↓↓↓
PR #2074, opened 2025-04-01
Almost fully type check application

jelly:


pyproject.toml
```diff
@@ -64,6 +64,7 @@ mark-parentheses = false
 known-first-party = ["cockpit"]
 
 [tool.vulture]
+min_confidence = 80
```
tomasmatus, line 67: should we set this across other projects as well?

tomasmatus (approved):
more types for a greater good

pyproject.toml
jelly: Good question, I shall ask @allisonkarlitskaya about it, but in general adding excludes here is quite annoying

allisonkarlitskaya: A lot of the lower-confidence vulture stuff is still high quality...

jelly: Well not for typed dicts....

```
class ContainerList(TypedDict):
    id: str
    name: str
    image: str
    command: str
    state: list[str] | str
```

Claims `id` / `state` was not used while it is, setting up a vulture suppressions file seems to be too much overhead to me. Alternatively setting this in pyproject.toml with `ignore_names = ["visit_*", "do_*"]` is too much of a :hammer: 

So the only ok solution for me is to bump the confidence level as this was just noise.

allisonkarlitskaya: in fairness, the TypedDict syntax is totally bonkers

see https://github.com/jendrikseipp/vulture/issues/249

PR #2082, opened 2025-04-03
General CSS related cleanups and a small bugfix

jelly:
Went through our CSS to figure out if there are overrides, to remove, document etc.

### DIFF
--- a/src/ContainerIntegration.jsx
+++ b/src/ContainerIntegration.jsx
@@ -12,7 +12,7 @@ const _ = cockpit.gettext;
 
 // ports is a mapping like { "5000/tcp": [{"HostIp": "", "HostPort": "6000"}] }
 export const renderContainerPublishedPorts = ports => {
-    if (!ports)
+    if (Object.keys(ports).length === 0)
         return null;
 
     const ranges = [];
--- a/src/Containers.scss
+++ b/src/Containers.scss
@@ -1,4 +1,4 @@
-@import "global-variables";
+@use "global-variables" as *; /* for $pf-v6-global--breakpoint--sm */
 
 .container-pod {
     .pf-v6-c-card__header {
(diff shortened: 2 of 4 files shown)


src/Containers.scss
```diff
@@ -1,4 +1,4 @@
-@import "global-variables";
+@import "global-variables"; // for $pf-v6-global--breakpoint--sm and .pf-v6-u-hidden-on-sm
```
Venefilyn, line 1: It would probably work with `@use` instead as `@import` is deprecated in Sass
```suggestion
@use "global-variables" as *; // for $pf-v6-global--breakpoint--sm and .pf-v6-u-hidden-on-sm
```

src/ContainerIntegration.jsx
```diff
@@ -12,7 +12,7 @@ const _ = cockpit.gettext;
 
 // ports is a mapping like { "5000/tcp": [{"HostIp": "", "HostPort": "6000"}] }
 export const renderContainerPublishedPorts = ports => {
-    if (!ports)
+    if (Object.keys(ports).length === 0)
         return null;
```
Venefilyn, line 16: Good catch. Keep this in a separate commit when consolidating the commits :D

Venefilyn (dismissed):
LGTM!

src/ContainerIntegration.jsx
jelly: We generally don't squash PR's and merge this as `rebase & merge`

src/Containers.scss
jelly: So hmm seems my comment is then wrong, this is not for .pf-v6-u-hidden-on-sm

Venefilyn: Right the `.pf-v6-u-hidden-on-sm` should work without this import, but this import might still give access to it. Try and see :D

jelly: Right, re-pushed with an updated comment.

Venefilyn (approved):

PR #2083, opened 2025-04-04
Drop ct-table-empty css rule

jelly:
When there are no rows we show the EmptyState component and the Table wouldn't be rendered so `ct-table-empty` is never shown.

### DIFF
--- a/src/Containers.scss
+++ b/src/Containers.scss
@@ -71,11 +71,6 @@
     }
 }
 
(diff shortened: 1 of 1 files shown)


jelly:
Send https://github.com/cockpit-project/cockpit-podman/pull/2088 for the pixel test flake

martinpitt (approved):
↑↑↑
↓↓↓
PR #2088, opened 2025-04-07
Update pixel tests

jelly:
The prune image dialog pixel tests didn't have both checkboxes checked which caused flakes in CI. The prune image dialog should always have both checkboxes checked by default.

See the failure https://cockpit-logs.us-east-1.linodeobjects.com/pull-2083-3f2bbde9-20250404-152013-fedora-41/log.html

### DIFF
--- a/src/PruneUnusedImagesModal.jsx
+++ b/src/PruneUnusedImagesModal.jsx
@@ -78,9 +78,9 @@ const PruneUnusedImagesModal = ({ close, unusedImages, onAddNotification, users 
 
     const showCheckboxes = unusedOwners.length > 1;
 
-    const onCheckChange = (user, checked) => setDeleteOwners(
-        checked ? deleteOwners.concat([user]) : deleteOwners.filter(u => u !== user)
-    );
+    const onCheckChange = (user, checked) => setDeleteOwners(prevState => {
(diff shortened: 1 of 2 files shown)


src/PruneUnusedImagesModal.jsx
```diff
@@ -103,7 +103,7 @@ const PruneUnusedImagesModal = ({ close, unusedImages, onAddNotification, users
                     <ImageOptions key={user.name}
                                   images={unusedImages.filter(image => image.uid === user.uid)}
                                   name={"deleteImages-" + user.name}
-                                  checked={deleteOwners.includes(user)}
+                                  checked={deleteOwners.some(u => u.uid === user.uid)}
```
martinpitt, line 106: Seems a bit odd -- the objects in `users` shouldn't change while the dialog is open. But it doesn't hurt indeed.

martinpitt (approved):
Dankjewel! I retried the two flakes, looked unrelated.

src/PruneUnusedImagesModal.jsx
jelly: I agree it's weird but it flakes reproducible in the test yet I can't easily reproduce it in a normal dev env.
↑↑↑
↓↓↓
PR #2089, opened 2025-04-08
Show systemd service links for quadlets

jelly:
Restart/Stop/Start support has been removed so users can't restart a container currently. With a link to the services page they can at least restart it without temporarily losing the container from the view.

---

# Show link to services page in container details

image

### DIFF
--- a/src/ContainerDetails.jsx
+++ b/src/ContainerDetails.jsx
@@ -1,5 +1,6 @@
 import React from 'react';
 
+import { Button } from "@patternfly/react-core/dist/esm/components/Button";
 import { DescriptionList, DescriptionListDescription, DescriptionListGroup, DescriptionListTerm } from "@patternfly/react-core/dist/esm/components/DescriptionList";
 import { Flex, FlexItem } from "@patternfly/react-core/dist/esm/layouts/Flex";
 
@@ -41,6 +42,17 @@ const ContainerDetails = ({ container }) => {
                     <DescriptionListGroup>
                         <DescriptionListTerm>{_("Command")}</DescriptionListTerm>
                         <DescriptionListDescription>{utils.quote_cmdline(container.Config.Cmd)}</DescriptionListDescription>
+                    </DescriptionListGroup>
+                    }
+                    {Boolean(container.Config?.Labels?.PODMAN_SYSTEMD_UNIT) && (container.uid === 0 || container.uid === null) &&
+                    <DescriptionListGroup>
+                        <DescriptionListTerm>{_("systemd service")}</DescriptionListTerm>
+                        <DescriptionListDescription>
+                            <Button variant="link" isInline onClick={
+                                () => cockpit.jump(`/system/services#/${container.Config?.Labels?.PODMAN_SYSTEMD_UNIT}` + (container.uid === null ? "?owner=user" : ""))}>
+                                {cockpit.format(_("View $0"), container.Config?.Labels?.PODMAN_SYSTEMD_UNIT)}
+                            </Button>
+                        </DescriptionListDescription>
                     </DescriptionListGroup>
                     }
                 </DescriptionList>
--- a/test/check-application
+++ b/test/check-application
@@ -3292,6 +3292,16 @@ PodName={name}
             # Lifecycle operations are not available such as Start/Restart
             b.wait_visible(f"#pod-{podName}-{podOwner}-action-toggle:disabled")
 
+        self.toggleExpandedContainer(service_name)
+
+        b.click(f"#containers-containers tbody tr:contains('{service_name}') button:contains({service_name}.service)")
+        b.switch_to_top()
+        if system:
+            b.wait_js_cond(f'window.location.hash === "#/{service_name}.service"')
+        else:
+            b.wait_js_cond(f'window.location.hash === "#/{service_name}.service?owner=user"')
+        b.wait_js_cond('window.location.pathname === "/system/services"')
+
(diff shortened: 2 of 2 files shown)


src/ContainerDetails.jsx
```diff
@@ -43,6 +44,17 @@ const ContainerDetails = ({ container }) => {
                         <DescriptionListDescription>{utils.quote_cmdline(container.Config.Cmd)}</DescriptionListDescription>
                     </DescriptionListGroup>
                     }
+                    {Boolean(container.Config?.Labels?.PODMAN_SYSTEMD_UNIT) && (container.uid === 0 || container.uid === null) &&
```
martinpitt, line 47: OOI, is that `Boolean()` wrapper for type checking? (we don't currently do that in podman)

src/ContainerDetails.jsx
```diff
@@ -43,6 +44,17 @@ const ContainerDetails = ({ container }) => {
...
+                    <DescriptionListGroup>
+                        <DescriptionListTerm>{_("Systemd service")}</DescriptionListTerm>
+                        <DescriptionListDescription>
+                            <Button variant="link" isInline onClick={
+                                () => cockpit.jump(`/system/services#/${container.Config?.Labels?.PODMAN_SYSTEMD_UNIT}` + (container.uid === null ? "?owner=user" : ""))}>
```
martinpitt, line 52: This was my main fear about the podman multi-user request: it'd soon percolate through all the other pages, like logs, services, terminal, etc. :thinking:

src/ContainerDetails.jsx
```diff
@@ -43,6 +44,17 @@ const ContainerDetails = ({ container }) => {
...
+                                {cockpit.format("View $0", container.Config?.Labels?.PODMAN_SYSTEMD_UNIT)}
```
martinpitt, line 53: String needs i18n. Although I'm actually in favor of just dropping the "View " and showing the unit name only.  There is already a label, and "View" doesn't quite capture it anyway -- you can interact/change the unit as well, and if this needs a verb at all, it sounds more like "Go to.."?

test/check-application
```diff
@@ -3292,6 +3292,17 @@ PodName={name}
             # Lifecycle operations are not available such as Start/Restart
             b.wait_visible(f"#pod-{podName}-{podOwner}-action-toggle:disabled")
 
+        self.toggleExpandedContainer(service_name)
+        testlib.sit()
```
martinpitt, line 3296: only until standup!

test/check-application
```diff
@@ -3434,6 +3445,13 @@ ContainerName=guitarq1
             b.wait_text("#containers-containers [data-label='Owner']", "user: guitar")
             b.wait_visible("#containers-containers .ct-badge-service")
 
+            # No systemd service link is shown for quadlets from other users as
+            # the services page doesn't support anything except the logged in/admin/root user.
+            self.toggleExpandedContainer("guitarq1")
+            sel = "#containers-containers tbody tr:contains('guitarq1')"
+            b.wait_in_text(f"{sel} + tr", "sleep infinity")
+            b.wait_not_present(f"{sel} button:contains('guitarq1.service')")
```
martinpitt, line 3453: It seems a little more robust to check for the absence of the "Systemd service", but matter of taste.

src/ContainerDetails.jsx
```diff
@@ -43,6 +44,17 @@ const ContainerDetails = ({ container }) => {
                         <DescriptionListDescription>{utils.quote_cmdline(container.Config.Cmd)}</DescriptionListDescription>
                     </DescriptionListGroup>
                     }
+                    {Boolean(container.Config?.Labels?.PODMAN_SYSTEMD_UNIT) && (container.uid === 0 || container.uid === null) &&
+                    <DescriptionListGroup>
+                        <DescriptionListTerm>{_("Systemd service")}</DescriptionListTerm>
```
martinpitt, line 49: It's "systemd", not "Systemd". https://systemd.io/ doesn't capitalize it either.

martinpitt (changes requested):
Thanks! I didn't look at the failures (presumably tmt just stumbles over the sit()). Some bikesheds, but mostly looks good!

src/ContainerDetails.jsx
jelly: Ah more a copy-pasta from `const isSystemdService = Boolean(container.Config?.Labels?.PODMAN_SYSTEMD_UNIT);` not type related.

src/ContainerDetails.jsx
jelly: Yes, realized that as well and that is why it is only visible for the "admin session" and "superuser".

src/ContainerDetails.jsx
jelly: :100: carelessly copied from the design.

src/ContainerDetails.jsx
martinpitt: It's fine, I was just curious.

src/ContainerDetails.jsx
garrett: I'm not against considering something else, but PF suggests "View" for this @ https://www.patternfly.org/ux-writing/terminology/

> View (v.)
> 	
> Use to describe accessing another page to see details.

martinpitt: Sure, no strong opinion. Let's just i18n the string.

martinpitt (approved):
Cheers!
↑↑↑
Requirement. Go through the entries above and count the lines containing the word "about"; give only that count.

Answer to this exercise. 2